Healthise experienced a minor incident on November 1, 2022 affecting Coach and Communicate and 1 more component, lasting 2h 21m. The incident has been resolved; the full update timeline is below.
Affected components
Update timeline
- investigating Nov 01, 2022, 03:46 PM UTC
Healthwise-hosted solutions are experiencing performance issues. Our Network Administrators and Engineers are working to fix the problem. We will post updates as we learn more.
- investigating Nov 01, 2022, 03:47 PM UTC
We are continuing to investigate this issue.
- resolved Nov 01, 2022, 06:07 PM UTC
All performance issues have been resolved. We will continue to monitor the situation to ensure product stability. We will post a root cause analysis once we have completed our full investigation. If the investigation has not been completed within 1 week we will post an interim RCA with the information that we currently have available.

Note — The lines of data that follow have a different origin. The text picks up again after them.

PR #745, opened 2024-12-13
MPCS: Rename CommitmentWithData to CommitmentWithWitness & remove unnecessary trait requirement.

yczhangsjtu:
- The name "CommitmentWithData" is vague, renamed to `CommitmentWithWitness` to be clearer
- It doesn't actually need to be serialized anywhere in the protocol, and never need to create a default instance, remove the unnecessary trait bounds (which doesn't cause any compilation error at all), and to avoid implementing these trait unnecessarily in WHIR wrapper


matthiasgoergens (approved):
Looks good.

matthiasgoergens:
Thanks for providing a detailed motivation in the PR description.

hero78119 (approved):
👍

PR #750, opened 2024-12-13
Fix InsnKind in SLT

### LINKED ISSUE #746: Bug: fail to use InsnKind::SLTU in the lookup to program table for SLTU instruction
When I tried to run the `sproll-evm` test using latest master branch, it fails with lots of lookup errors like this

```
ERROR ceno_zkvm::scheme::mock_prover: riscv_opcode/SLTU/fetch: value [Goldilocks(2ab85c), Goldilocks(9), Goldilocks(5), Goldilocks(c), Goldilocks(10), Goldilocks(0)] mismatch lk_multiplicity: real e6 > remaining 0 in Instruction table
```

You can reproduce this bug by the following cmd:
```
MOCK_PROVING=true RAYON_NUM_THREADS=32 RUST_LOG=info cargo run --package ceno_zkvm --bin e2e --release -- --platform=sp1 --hints ./poseidon_hint.bin riscv32im-succinct-zkvm-elf
```

zemse:
Closes #746

### DIFF
--- a/ceno_zkvm/src/instructions/riscv/slt.rs
+++ b/ceno_zkvm/src/instructions/riscv/slt.rs
@@ -83,7 +83,7 @@ impl<E: ExtensionField, I: RIVInstruction> Instruction<E> for SetLessThanInstruc
 
         let r_insn = RInstructionConfig::<E>::construct_circuit(
             cb,
-            InsnKind::SLT,
+            I::INST_KIND,
             rs1_read.register_expr(),
             rs2_read.register_expr(),
             rd_written.register_expr(),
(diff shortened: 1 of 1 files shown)


matthiasgoergens (approved):
Could you please add a test that exercise this functionality?

That is a test that would fail on current master, but succeeds here?

zemse:
There was a test but it had the same problem on line 162

ceno_zkvm/src/instructions/riscv/slt.rs
```diff
@@ -159,7 +159,7 @@ mod test {
             .unwrap()
             .unwrap();
 
-        let insn_code = encode_rv32(InsnKind::SLT, 2, 3, 4, 0);
```
zemse, line 162: It had the same problem in the test, it is updated now.

kunxian-xia (approved):
Thanks for your fix.

PR #757, opened 2024-12-14
refactor: Remove `Option` wrapper around `prog_data`

matthiasgoergens:
We found a neat way to avoid the extra `Option` wrapper around `prog_data`.

We only ever needed it, because of some technicalities with the Rust type system.


ceno_emul/src/platform.rs
```diff
@@ -10,8 +10,7 @@ use crate::addr::{Addr, RegIdx};
 #[derive(Clone, Debug)]
 pub struct Platform {
     pub rom: Range<Addr>,
-    // This is an `Option` to allow `const` here.
-    pub prog_data: Option<HashSet<Addr>>,
+    pub prog_data: BTreeSet<Addr>,
```
matthiasgoergens, line 13: `HashSet` doesn't have `const` in `pub fn new() -> HashSet<T, RandomState>`.

But `BTreeSet` has `pub const fn new() -> BTreeSet<T>`.

ceno_zkvm/src/scheme/mock_prover.rs
```diff
@@ -38,7 +38,10 @@ use strum::IntoEnumIterator;
 
 const MAX_CONSTRAINT_DEGREE: usize = 2;
 const MOCK_PROGRAM_SIZE: usize = 32;
-pub const MOCK_PC_START: ByteAddr = ByteAddr(CENO_PLATFORM.pc_base());
+pub static MOCK_PC_START: ByteAddr = ByteAddr({
+    static CENO_PLATFORM: Platform = ceno_emul::CENO_PLATFORM;
```
matthiasgoergens, line 42: Because of the way `const` and `static` interact, we are statically leaking a single copy of `CENO_PLATFORM` here.  But that's only a few bytes, and the compiler optimises it away on anything higher than `-O0`.

ceno_emul/src/platform.rs
```diff
@@ -10,8 +10,7 @@ use crate::addr::{Addr, RegIdx};
 #[derive(Clone, Debug)]
 pub struct Platform {
     pub rom: Range<Addr>,
-    // This is an `Option` to allow `const` here.
-    pub prog_data: Option<HashSet<Addr>>,
```
matthiasgoergens, line 14: The minor problem here was that `None` and `Some(empty_hash_set)` are two different ways to express the same thing.

ceno_zkvm/src/scheme/mock_prover.rs
yczhangsjtu: Which one (`const` or `static`) is leaking? Why does this redefinition make a difference?

matthiasgoergens: So `const` in Rust is a bit like a macro in C: you can pretend that wherever you use a const, in the source code Rust copies in the definition of the `const`.  That's not leaking (at least not any more than copying in the definition manually would.)

In contrast `static` reserves memory for a single copy of the variable at the level of the process itself.  That single copy always stays around for as long as your process is running.  In that sense, it's leaking that single copy.

Does that make sense?

The natural way to write the definition here would be `pub const MOCK_PC_START: ByteAddr = ByteAddr(ceno_emul::CENO_PLATFORM.pc_base());`, exactly as we have before.  But because we removed the option layer, we'd now get:

```
error[E0493]: destructor of `Platform` cannot be evaluated at compile-time
  --> ceno_zkvm/src/scheme/mock_prover.rs:41:46
   |
41 | pub const MOCK_PC_START: ByteAddr = ByteAddr(ceno_emul::CENO_PLATFORM.pc_base());
   |                                              ^^^^^^^^^^^^^^^^^^^^^^^^          - value is dropped here
   |                                              |
   |                                              the destructor for this type cannot be evaluated in constants

For more information about this error, try `rustc --explain E0493`.
error: could not compile `ceno_zkvm` (lib) due to 1 previous error
```

That's exactly because a `const` can't leak.  That means, we'd need to call the destructor (when we sort-of copy-and-paste the definition of the `const` into where we use it.)  Moving to a `static` avoids having to call that destructor, but also leaks exactly one instance of the variable per process.

Does this make sense?

matthiasgoergens: I added an explanation in a comment.

yczhangsjtu: Crystal clear. Thanks!

yczhangsjtu (approved):

PR #759, opened 2024-12-14
Standard library support for guests

matthiasgoergens:
Standard library support for guests works, but this PR needs some polishing and depends on a lot of other PRs that should go in first, to make this one easier to review.  Nevertheless, you can have a look and try this one out, if you want.


ceno_rt/src/lib.rs
```diff
@@ -0,0 +1,74 @@
...
+    unsafe {
+        asm!(
+            "ecall",
+            in ("a0") exit_code,
+            in ("t0") 0,
+        );
+        unreachable!();
+    }
+    #[cfg(not(target_arch = "riscv32"))]
+    unimplemented!("Halt is not implemented for this target: {}", exit_code);
```
lispc, line 36: `unimplemented!("Halt is not implemented for this target, exit_code: {}", exit_code);` would be easier to understand

examples/.cargo/riscv32im-ceno-zkvm-elf.json
```diff
@@ -0,0 +1,31 @@
+{
```
lispc, line 1: in future, when users run `ceno-cli init-project ...`,   will this `riscv32im-ceno-zkvm-elf.json` be put into their workspace, (allow editting), or actually this file is not something they can change, bounded to "ceno plaform"?

for the latter case, this file should be in `rt` folder instead of `example` folder?

lispc:
1. we still need to add an example where it uses a std lib?  eg std::BTreeMap to do something? as a test case.
2. what is the high level summary on the magic how std supported is done?   seems like some building script magic, and main entry point asm magic?

ceno_rt/src/lib.rs
matthiasgoergens: Good idea!

ceno_host/tests/test_elf.rs
```diff
@@ -11,38 +11,62 @@ use itertools::enumerate;
 #[test]
 fn test_ceno_rt_mini() -> Result<()> {
     let program_elf = ceno_examples::ceno_rt_mini;
-    let mut state = VMState::new_from_elf(CENO_PLATFORM, program_elf)?;
+    let program = Program::load_elf(program_elf, u32::MAX)?;
```
matthiasgoergens, line 14: This snippet is repeated a lot.  TODO: deduplicate.

examples/.cargo/riscv32im-ceno-zkvm-elf.json
matthiasgoergens: We do not expect users to edit this file.  (And I need to add more documentation for how I made this file, too.  Because the format can change slightly over time as the Rust compiler and llvm evolve.  In fact, it changed already over the last year.)

Yes, something like the `ceno_rt` folder makes conceptual sense.  The main thing is that `examples/.cargo/config.toml` needs to refer to this file by location.

I moved it to where you suggested.

matthiasgoergens:
> 1. we still need to add an example where it uses a std lib?  eg std::BTreeMap to do something? as a test case.

I added `examples/examples/sorting.rs` to show that we are using the standard libary's `Vec` and its sorting function.

You can get `Vec` via `alloc` without the full standard library, but so can you get `alloc::collections:btree_map::BTreeMap`.

>     2. what is the high level summary on the magic how std supported is done?   seems like some building script magic, and main entry point asm magic?

Basically, yes.  Let me write up a bit, now that the diff against is a bit easier to read (even for myself).

The main goal of that write-up is to make sure other people can take this up and maintain it.

ceno_host/Cargo.toml
```diff
@@ -13,7 +13,7 @@ version.workspace = true
 anyhow.workspace = true
 ceno_emul = { path = "../ceno_emul" }
 itertools.workspace = true
-rkyv = { version = "0.8", default-features = false, features = ["alloc", "bytecheck"] }
+rkyv = { version = "0.8", features = ["pointer_width_32"] }
```
matthiasgoergens, line 16: We use `std` by default now.

ceno_host/tests/test_elf.rs
```diff
@@ -105,3 +129,39 @@ fn run(state: &mut VMState) -> Result<Vec<StepRecord>> {
     eprintln!("Emulator ran for {} steps.", steps.len());
     Ok(steps)
 }
+
+#[test]
+fn test_sorting() -> Result<()> {
```
matthiasgoergens, line 134: These two examples are pulled in from https://github.com/scroll-tech/ceno/pull/753 to show that we can actively use the standard library.

ceno_rt/riscv32im-ceno-zkvm-elf.json
```diff
@@ -0,0 +1,32 @@
+{
+  "arch": "riscv32",
+  "atomic-cas": true,
+  "cpu": "generic-rv32",
+  "crt-objects-fallback": "false",
+  "data-layout": "e-m:e-p:32:32-i64:64-n32-S128",
+  "disable-redzone": false,
```
matthiasgoergens, line 7: I'd love to add comments to explain the entries, but `json` doesn't let me.  Let me think of a way to overcome that.

rust-toolchain.toml
```diff
@@ -1,2 +1,3 @@
 [toolchain]
 channel = "nightly-2024-12-06"
+components = ["rust-src"]
```
matthiasgoergens, line 3: We need the sources for `build-std`.

examples/.cargo/riscv32im-ceno-zkvm-elf.json
matthiasgoergens: The problem that I see is that I don't know how a standalone guest program would refer to `riscv32im-ceno-zkvm-elf.json` that lives in `ceno_rt`, instead of in its the guest's own repository.

examples/examples/hashing.rs
matthiasgoergens, line 1: @lispc Here's an example that really makes use of the standard library and couldn't be done without.

ceno_host/tests/test_elf.rs
lispc: indeed..

lispc (approved):

PR #765, opened 2024-12-16
Remove unnecessary `_stack_start` from Rust code

matthiasgoergens:
Just like `__global_pointer` or `_start`, we don't need to mention `_stack_start` in Rust to make use of it in the assembly.

### DIFF
--- a/ceno_rt/ceno_link.x
+++ b/ceno_rt/ceno_link.x
@@ -1,4 +1,5 @@
 
+/* The address of this variable is the start of the stack (growing downwards). */
 _stack_start = ORIGIN(REGION_STACK) + LENGTH(REGION_STACK);
 _hints_start = ORIGIN(REGION_HINTS);
 _hints_length = LENGTH(REGION_HINTS);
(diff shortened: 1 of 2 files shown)


lispc:
i am not sure whether it is a good idea.  Will the extern C code block make IDE happier?

matthiasgoergens:
Well, as mentioned in the PR description, there's a bunch of other symbols we only take from the linker, too. So `_stack_start` ain't special.

We should either define all of them here redundantly, or none.

(In general, this file should only be edited by people who have looked at least a bit into the linker scripts.)

lispc:
i prefer putting them all in extern C

matthiasgoergens:
> i prefer putting them all in extern C

OK, I just did some experiments.  For example, if you mistype the name of the variable in the `extern "C"` declaration like this:

```rust
extern "C" {
    // The address of this variable is the start of the stack (growing downwards).
    static _stack_start_this_is_a_typo: u8;
}
```

then you don't get an error message.  So it seems like having this declaration is no better than just adding a comment, and perhaps worse, because everyone knows that human readable comments are only there for humans and that the compiler doesn't check them.  But the `extern "C"` variable declaration looks like it might be checked, but ain't really.

So I suggest I'll add a comment to the assembly code instead.

PR #773, opened 2024-12-18
Remove ROM from platform

matthiasgoergens:
(Extracted from the work on the Rust standard library support for guests.)

Previously we had machinery that makes sure that executable code and data memory do not overlap.  But in a Harvard Archicture where code and data live in different address spaces anyway, that is not necessary.

(Our VM implements a Harvard Architecture.  Our circuits have always implemented that archicture, and the emulator has recently followed suit.)

Note how this PR does not remove any checks or constraints from the circuits.  Ie a sufficiently motivated and independent minded prover could have always done what this PR makes easier.

> The entry point is a property of the program and can be found in the ELF.

Btw, as far as I can tell, we do not currently check in the circuits whether the execution actually starts with the entry point.  Neither the entry point of the ELF nor the entry point of the Platform.  (And that's true before and after this PR.)


matthiasgoergens:
Converted to draft because of some issues around JAL and JALR and wrap around.

Issue #772, opened 2024-12-18
optimise wit_infer_by_expr util function


hero78119:
### Context
expression witness inferring util [wit_infer_by_expr](https://github.com/scroll-tech/ceno/blob/master/ceno_zkvm/src/scheme/utils.rs#L236) both used in in [opcode](https://github.com/scroll-tech/ceno/blob/34a1ee16740f8edb34cd28f727c63b8c8fadbb73/ceno_zkvm/src/scheme/prover.rs#L248)/table proof 
https://github.com/scroll-tech/ceno/blob/master/ceno_zkvm/src/scheme/prover.rs#L248
occupied quite lot of time, e.g. 

with command `cargo run --release --package ceno_zkvm --bin e2e -- --profiling=3 --max-steps=1048576 --platform=sp1 ceno_zkvm/examples/fibonacci.elf`

and take "ADD" opcode as example
```
TRACE       ?? create_opcode_proof [ 574ms | 0.03% / 15.39% ] circuit_name: "ADD"
TRACE       ?  ?? wit_inference [ 273ms | 7.30% ] profiling_3: true
TRACE       ?  ?? SUMCHECK [ 186ms | 4.97% ] profiling_3: true
TRACE       ?  ?? witin::evals [ 12.9ms | 0.35% ] profiling_3: true
TRACE       ?  ?? pcs_open [ 102ms | 2.74% ] profiling_3: true
```
the wit_inference inferring occupied around 50%.

Preliminary review and the overhead probably caused by dy

### Idea of optimisation
- allocate just one mutable vector and do in-placement change during witness inferrence 
- leverage grid-stride-loop to traverse vector

### The (simulated) gain of idea
In this commit
https://github.com/scroll-tech/ceno/compare/master...hero78119:ceno:feat/wit_infer_opt
- we keep the whole traverse (but not updating mutable vector, as we need to figure out how to pass mutable vector during expression evaluation
- the traverse change to grid-stride-loop style

and the benchmark result
```
fibonacci_max_steps_1048576/prove_fibonacci/fibonacci_max_steps_1048576
                        time:   [4.1000 s 4.1310 s 4.1591 s]
                        change: [-16.733% -15.242% -13.712%] (p = 0.00 < 0.05)
                        Performance has improved.
```

So this optimisation show great potiential and bring up to 15% latency reduction

PR #775, opened 2024-12-19
accelerate wit_infer_by_expr via grid-strde-loop + vector pool

hero78119:
related #772 

This PR re-design `wit_infer_by_expr` to try grid-strde-loop traverse + reuse a simple vector pool to make vector reuse across closure across type boundary. The design is complex, since we need to deal with base/extension field and maximized code reuse.

### DIFF
--- a/ceno_zkvm/src/scheme/utils.rs
+++ b/ceno_zkvm/src/scheme/utils.rs
@@ -470,50 +470,60 @@ pub(crate) fn wit_infer_by_expr_in_place<'a, E: ExtensionField, const N: usize>(
             )
         },
         &|a, b, pool_e, pool_b| {
-            commutative_op_mle_pair!(|a, b| {
-                match (a.len(), b.len()) {
-                    (1, 1) => Arc::new(DenseMultilinearExtension::from_evaluation_vec_smart(
-                        0,
-                        vec![a[0] * b[0]],
-                    )),
-                    (1, _) => {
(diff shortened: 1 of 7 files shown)


hero78119:
There are many code redundant since I still do the experiment and see what the best design and avoid massive change

ceno_zkvm/src/scheme/utils.rs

- postmortem Nov 10, 2022, 11:04 PM UTC
## Introduction The purpose of this Root Cause Analysis \(RCA\) is to determine the causes that contributed to the performance issues of the Healthwise-hosted solutions on November 01, 2022. ## Event Description At 7:31 AM MST on Tuesday, November 1, 2022, Healthwise administrators were alerted to intermittent performance degradation to Healthwise-hosted applications. Healthwise found the search index was in a bad state due to heavy network traffic. At 10:26 AM MST Healthwise was able to restore service by reducing the requests and rebuilding the index. Total time of the incident was 2 hours and 55 minutes; however, degradation was intermittent during that time. ## Findings and Root Cause Based on the investigation conducted, the team determined the following findings regarding this event: The rate limiting solution directed a single session of heavy network traffic to a backend service that couldn’t handle the load. Infrastructure engineers were able to mitigate the initial service degradation, but increased network traffic caused additional incidents that prompted further investigation. This resulted in corrective action that isolated the disruptive traffic and stabilized the environment. ## Corrective Action Healthwise has adjusted its rate limiting solution to account for the unique traffic and has committed to making improvements to the backend systems to increase the ability to handle large increases in traffic.